Data released from Best Friends Animal Society, a national advocacy group with a location in Houston, showed almost half of animal shelters in five Houston-area counties saved at least 90% of all cats and dogs who entered their shelters in 2020. However, Texas had the highest rate of shelter killings of any state in 2020, making it a “top-priority” for the group, along with California.

The group's sixth annual report, which was released June 23, showed that of 43 animal shelters across Harris, Montgomery, Fort Bend, Brazoria and Galveston counties, 20 shelters had a 90% saving rate, meaning the rate of cats and dogs that permanently left through outcomes such as adoption, fostering or being returned to their owner.

On a countywide level, the data deemed two of Montgomery County’s three animal shelters to be “no-kill” and the county overall as “nearly no-kill” in 2020, but Fort Bend, Brazoria and Galveston counties were classified as “not no-kill.” If every shelter in the county did not report data to Best Friends Animal Society, the community was labeled as “incomplete data,” which was the case for Harris County.

These classifications were based on data from individual shelters that were then organized by county and state on the group’s online dashboard. Counties overall could be classified as “no-kill,” “nearly no-kill” and “not no-kill'' based on the individual save rates of every shelter in their area.

A no-kill status, which no county in the Greater Houston area earned, could only be achieved if every shelter in the county had a 90% or higher save rate.
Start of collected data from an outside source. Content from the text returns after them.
PR #430, opened 2021-04-19
Add All button for ROIs table

### LINKED ISSUE #335: "Add all" ROIs option
https://forum.image.sc/t/omero-iviewer-cant-display-more-then-500-rois/27830

> Is there an option to “add all” ROIs to the image in the figure?

will-moore:
Fixes #335 

This provides an "Add All Shapes" button to add all the shapes that are on the current Z/T plane (or shapes with Z/T unset).
It ignores shapes that are outside the current viewport.

To test:

 - Need an image with various ROIs. NB: I needed this feature with image from idr0079: https://merge-ci.openmicroscopy.org/web/webclient/?show=image-187415 which I want to use for OME2021 figure workshop.
 - Test that "Add All Shapes" button adds all that are on the current Z/T index (as shown in top-left of the Image in the ROI dialog). Any that are outside of the current viewport are silently ignored (try zooming in to a region of the image in the Preview panel before adding ROIs)
 - In contrast, clicking the "Add" button on a particular Shape row should still show a message IF the shape is outside the viewport and is not added.

Screenshot 2021-04-19 at 14 40 25

### DIFF
--- a/docs/demo/index.html
+++ b/docs/demo/index.html
@@ -717,7 +717,7 @@ redirect_to:
                     <button id="pdf_inprogress" style="display:none" class="btn btn-primary btn-sm"
                             title="Figure generation in progress..." onClick="return false;">
                         Exporting Figure
-                        <span class="glyphicon glyphicon-refresh"></span>
+                        <span class="glyphicon glyphicon-refresh spinner"></span>
                     </button>
 
                     <a id="pdf_download" href="#" target="_blank"
--- a/omero_figure/static/figure/css/figure.css
+++ b/omero_figure/static/figure/css/figure.css
@@ -737,7 +737,7 @@
         100% { -webkit-transform: rotate(360deg); transform:rotate(360deg); }
     }
 
-    .navbar-right .glyphicon-refresh, .imgContainer .glyphicon-refresh {
+    .glyphicon-refresh.spinner {
         animation: spin 2s linear infinite;
         padding: 1px 2px 2px 2px;
     }
--- a/omero_figure/templates/figure/index.html
+++ b/omero_figure/templates/figure/index.html
@@ -833,7 +833,7 @@
                     <button id="pdf_inprogress" style="display:none" class="btn btn-primary btn-sm"
                             title="Figure generation in progress..." onClick="return false;">
                         Exporting Figure
-                        <span class="glyphicon glyphicon-refresh"></span>
+                        <span class="glyphicon glyphicon-refresh spinner"></span>
                     </button>
 
                     <a id="pdf_download" href="#" target="_blank"
--- a/src/js/models/roi_model.js
+++ b/src/js/models/roi_model.js
@@ -28,7 +28,7 @@ var ShapeModel = Backbone.Model.extend({
             }
         });
         // Convert other attributes
-        _.each(["Points", "MarkerEnd", "MarkerStart", "X", "Y", "RadiusX", "RadiusY", "X1", "Y1", "X2", "Y2", "Width", "Height", "TheZ", "TheT"], function(attr) {
+        _.each(["Points", "MarkerEnd", "MarkerStart", "X", "Y", "RadiusX", "RadiusY", "X1", "Y1", "X2", "Y2", "Width", "Height", "TheZ", "TheT", "TheC"], function(attr) {
             if (shape[attr] !== undefined) {
                 shape[lowerFirst(attr)] = shape[attr];
                 delete shape[attr];
--- a/src/js/views/roi_loader_view.js
+++ b/src/js/views/roi_loader_view.js
@@ -39,7 +39,7 @@ var RoiLoaderView = Backbone.View.extend({
             var shapeId = parseInt($tr.attr('data-shapeId'), 10);
             var shape = this.collection.getShape(shapeId);
             var shapeJson = shape.toJSON();
-            this.collection.trigger('shape_add', [shapeJson]);
+            this.collection.trigger('addShapesFromOmero', [shapeJson]);
         }
     },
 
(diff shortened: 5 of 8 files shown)


jburel:
General point: What about shapes that are linked to a specific channel?
Will the channel be turned on if the shapes are added and the channel is off?

pwalczysko:
Discussed with @will-moore and identified several issues:

Bugs:
1. There is no warning in case the single shape which you are attempting to add is outwith the viewport. Atm, every shape has a green enabled button, whether it is within the viewport or not, and this button is "clickable" even for shapes outwith the viewport, with no action and no message about the ROIs not being added
2. Variation on the Bug 1. above, the Add All button does not have any warning either, in case there are no Shapes on the particular z or t plane - the button is active and "clickable", but no message about the futility of the action comes forth.

RFE:
1. Explain somehow the fact that only 500 ROIs are loaded even when the "Add All" button is clicked, because of the loading by pages behaviour.

After consultation, both the bugs and the RFE could be helped a lot using a popup message after you have added a ROI saying "Added so-and-so many ROIs".

Also, it would be of value to ask on the original image.sc thread whether an "Add All" button which adds all ROIs from all z and t planes was meant, or, if the additon of the Shapes from the current z/t plane (as implemented now) is enough.

will-moore:
Improved messages for the "Add All" button, e.g:

Screenshot 2021-04-22 at 00 26 08

Screenshot 2021-04-22 at 00 20 38

Screenshot 2021-04-22 at 00 30 33

(also fixed the existing message for the "Add" button on each single Shape).

will-moore:
As noted in a response on the original image.sc topic, adding Shapes ONLY on the current Z/T plane is sufficient.

will-moore:
Simplest success message for `Add All`:

Screenshot 2021-04-22 at 15 49 34

As discussed, if `Add All` adds a Shape linked to a channel that is inactive, we turn on that channel(s).
Also let the user know if we're only adding shapes from 1 page of ROIs and if some shapes are not added because they lie outside the viewport:

Screenshot 2021-04-22 at 15 42 32

To test the channels workflow, you can add `theC` to a shape (first finding the ID of a shape in iviewer)
```$ omero obj update Polygon:439071 theC=1```
Then turn that channel off in figure before "Add All".
Adding just 1 shape with `theC` set will also activate the channel but no dialog shown (same logic as for Z/T).

pwalczysko:
Tested the Add and Add All buttons with shapes within and without the highlighted region, like the behaviour, the dialogs make sense.

The only tiny thing would be in the case where the "Add" fails to use
1. RFE
``Could not`` instead of ``Couldn't``

I will have a look at the channel behaviour on Monday.

pwalczysko:
Tested the channels behaviour on https://merge-ci.openmicroscopy.org/web/webclient/?show=image-140171 user-3.
All works as described, just the formulation on the dialog which reports about the ROIs addition could be improved.

``Shapes linked to an inactive channel (2) were added, so this channel has been turned ON.`` ->
``As shapes linked to an inactive channel (2) were added, this channel has been turned ON.``

pwalczysko:
In summary, all works as expected here, just two RFEs 
1. https://github.com/ome/omero-figure/pull/430#issuecomment-825785950
2. https://github.com/ome/omero-figure/pull/430#issuecomment-827475195

will-moore:
That previous commit fails the build with ```//omero-figure/.omeroci/app-deps: line 6: npm: command not found```.
Reading https://linuxize.com/post/how-to-install-node-js-on-centos-7/ adding `sudo yum install nodejs`...

pwalczysko:
Checked the messages, all good. The PR is green and the functionality is also as epected. 
Ready to merge fmpov.

jburel:
@will-moore could you put the 4 commits starting from e866aeeedf37a0538e629634eaf528b99581b89f in a separate PR? They not related to the feature worked on in this PR. This will be much easier to track down later
Thanks

will-moore:
@jburel Removed those commits from this branch and moved them to #435

jburel:
Just an idea, we have example of images with large number of ROIs. Was it tested with a very large number of rois/shapes?

pwalczysko:
> Just an idea, we have example of images with large number of ROIs. Was it tested with a very large number of rois/shapes?

2362 ROIs in total on https://merge-ci.openmicroscopy.org/web/webclient/?show=image-140171 (but not all the ROIs are on the same plane)

will-moore:
It's been tested on images with about 100 ROIs.
It only adds the Shapes from the current page of ROIs, so the max we'd expect to handle is 500 ROIs, although the number of Shapes that are added could be more or less than this, since we only pick Shapes that are on the current Z/T plane, and then only if they are within the viewport.

pwalczysko:
Did a new test with 
150086
ROIs. The image https://merge-ci.openmicroscopy.org/web/webclient/?show=image-105665 is a large one.
Lodded ROIs from 2 pages when zoomed in, and from one page (nr. 17) when fully zoomed out.
Both worked, and the ROIs appeared as expected.

pwalczysko:
@will-moore 

> It's been tested on images with about 100 ROIs.

see https://github.com/ome/omero-figure/pull/430#issuecomment-849764161 and https://github.com/ome/omero-figure/pull/430#issuecomment-849780713

pwalczysko:
The figure is https://merge-ci.openmicroscopy.org/web/figure/new/?image=105665

jburel:
which user?

will-moore:
user-3

jburel:
Things are slowly coming back
Screenshot 2021-05-28 at 16 23 54

jburel:
Screenshot 2021-05-28 at 17 13 09
After clicking "add all shapes"

will-moore:
I think those commits have made an improvement.
Hopefully it will be a bit faster and should be less likely to crash now.

jburel:
* Load the ROIS the first time. (it will also be good to have a spinner)
* Click add ``all shapes``: 200 shapes are added.
* Click ``refresh rois``, while this is happening, I click on ``Add all``
Screenshot 2021-06-01 at 13 07 58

Lee Ann Shenefiel, south central regional director at Best Friends Animal Society, said the group uses this benchmark to distinguish between euthanasia and what they call shelter killings.


“The goal is not to end euthanasia, but to return euthanasia to the true sense of the word, which is for animals that are irremediably suffering, beyond what care can provide for them, or animals that cannot be rehabilitated and are too dangerous,” Shenefiel said. “What we have learned as a movement is that those animals, generally speaking, don't account for more than 10% of shelters intakes.”

For every shelter below a 90% save rate, the study calculated a no-kill gap, or the number of additional dogs and cats they would have needed to save in 2020 to reach that threshold. A county’s overall no-kill gap is the sum of every individual no-kill gap in its area.

Montgomery County had a no-kill gap of 52, with two of its three shelters being no-kill. Meanwhile, Fort Bend, Brazoria and Galveston counties had gaps of 307, 405 and 308, respectively. The three counties all had at least one shelter with a save rate lower than 85%, keeping these counties from earning an overall no-kill status.

Based on the 17 of 21 shelters in Harris County that provided euthanasia data, the county would have had to save 1,460 animals to reach a 90% no-kill rate.

Additionally, Pasadena Animal Shelter had the lowest reported save rate in Harris County, with 65% of the 4,139 animals that entered the shelter being saved. Ten of the county's shelters were no-kill, including Harris County Pets and BARC Animal Shelter and Adoptions.


Shenefiel said the pet advocacy group believes reaching their life-saving goals takes effort by shelters as well as the community, like taking lost pets to vet clinics to reunite them with their owners or waiting to see if the mother returns for stray kittens first before taking them to a shelter.
<


“Shelters don't have all the resources and will never have all the resources to provide for every animal or ameliorate every animal situation in the community,” she said. “It takes the shelter doing their part to have good programs and processes in place, but they need the help of the community.”

Despite Texas' life-saving gaps, the state overall has made progress compared to previous years, with the statewide save rate having increased from 76.7% in 2019 to 81.6% in 2020, according to the news release. Texas had a 78% reporting rate, with 308 of its 395 shelters represented.

“One of the bright spots of 2020 is that we've seen huge life-saving gains,” Shenefiel said. “Shelters asked their community for help. Shelters have historically not always been transparent and have oftentimes been nervous about reaching out to the community and asking for things because there's so much stigma around life-saving rates.”